PR #157, opened 2021-02-16
Allow overriding hastexo_guacamole_client settings

mrtmm:
Allow overriding hastexo_guacamole_client settings.py values from
a configuration file by defining the file as `HASTEXO_GUACAMOLE_CFG`

### DIFF
--- a/hastexo_guacamole_client/settings.py
+++ b/hastexo_guacamole_client/settings.py
@@ -1,24 +1,19 @@
 import os
+from distutils.util import strtobool
+from yaml import load, SafeLoader
+from yaml.scanner import ScannerError
 
 from django.core.exceptions import ImproperlyConfigured
-
-
-def get_env_setting(setting):
-    """ Get the environment setting or return exception """
-    try:
-        return os.environ[setting]
-    except KeyError:
-        error_msg = u"Set the %s env variable" % setting
-        raise ImproperlyConfigured(error_msg)
 
 
 BASE_DIR = os.path.dirname(os.path.dirname(os.path.dirname(__file__)))
 
 # SECURITY WARNING: keep the secret key used in production secret!
-SECRET_KEY = get_env_setting('HASTEXO_GUACAMOLE_SECRET_KEY')
+SECRET_KEY = os.environ.get('HASTEXO_GUACAMOLE_SECRET_KEY')
 
 # SECURITY WARNING: don't run with debug turned on in production!
-DEBUG = os.getenv('HASTEXO_GUACAMOLE_DEBUG', False)
+DEBUG = bool(strtobool(os.environ.get('HASTEXO_GUACAMOLE_DEBUG', 'false')))
+DJANGO_LOG_LEVEL = os.environ.get('HASTEXO_GUACAMOLE_LOG_LEVEL', 'WARNING')
 
 LOGGING = {
     'version': 1,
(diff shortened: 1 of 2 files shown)


hastexo_guacamole_client/settings.py
```diff
@@ -36,12 +31,28 @@ def get_env_setting(setting):
...
+DATABASES = {
+    'default': {
+        'ENGINE': 'django.db.backends.mysql',
+        'NAME': os.environ.get('HASTEXO_GUACAMOLE_DEFAULT_DB_NAME', 'edxapp'),
+        'USER': os.environ.get('HASTEXO_GUACAMOLE_DATABASE_USER', 'edxapp001'),
+        'PASSWORD': os.environ.get(
+            'HASTEXO_GUACAMOLE_DATABASE_PASSWORD', 'password'),
+        'HOST': os.environ.get('HASTEXO_GUACAMOLE_DATABASE_HOST', 'localhost'),
+        'PORT': int(os.environ.get('HASTEXO_GUACAMOLE_DATABASE_PORT', '3306')),
+        'ATOMIC_REQUESTS': os.environ.get(
```
fghaas, line 49: Here too I think you need `bool(strtobool())`, otherwise the string `false` will be considered a truthy value.

hastexo_guacamole_client/settings.py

****

Work required:
Every line from the start of the listing through the line with "-DEBUG = os.getenv('HASTEXO_GUACAMOLE_DEBUG', False)" should be reproduced exactly, and no other line.

Your response:
PR #157, opened 2021-02-16
Allow overriding hastexo_guacamole_client settings

mrtmm:
Allow overriding hastexo_guacamole_client settings.py values from
a configuration file by defining the file as `HASTEXO_GUACAMOLE_CFG`

### DIFF
--- a/hastexo_guacamole_client/settings.py
+++ b/hastexo_guacamole_client/settings.py
@@ -1,24 +1,19 @@
 import os
+from distutils.util import strtobool
+from yaml import load, SafeLoader
+from yaml.scanner import ScannerError
 
 from django.core.exceptions import ImproperlyConfigured
-
-
-def get_env_setting(setting):
-    """ Get the environment setting or return exception """
-    try:
-        return os.environ[setting]
-    except KeyError:
-        error_msg = u"Set the %s env variable" % setting
-        raise ImproperlyConfigured(error_msg)
 
 
 BASE_DIR = os.path.dirname(os.path.dirname(os.path.dirname(__file__)))
 
 # SECURITY WARNING: keep the secret key used in production secret!
-SECRET_KEY = get_env_setting('HASTEXO_GUACAMOLE_SECRET_KEY')
+SECRET_KEY = os.environ.get('HASTEXO_GUACAMOLE_SECRET_KEY')
 
 # SECURITY WARNING: don't run with debug turned on in production!
-DEBUG = os.getenv('HASTEXO_GUACAMOLE_DEBUG', False)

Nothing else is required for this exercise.